**WHAT THIS TASK INVOLVES:** Go through the lines below and retype each one exactly.

**DATA SHOWN:**
§

Issue #3272, opened 2015-04-23
knife subcommands do not work anymore on Windows (since Chef 12.3.0.rc.0)


tknerr:
Im trying to run `knife cookbook` or `knife cookbook --help` to get more info about the cookbook subcommands, but it fails like this:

§

**EXERCISE RESPONSE:**
Issue #3272, opened 2015-04-23
knife subcommands do not work anymore on Windows (since Chef 12.3.0.rc.0)


tknerr:
Im trying to run `knife cookbook` or `knife cookbook --help` to get more info about the cookbook subcommands, but it fails like this:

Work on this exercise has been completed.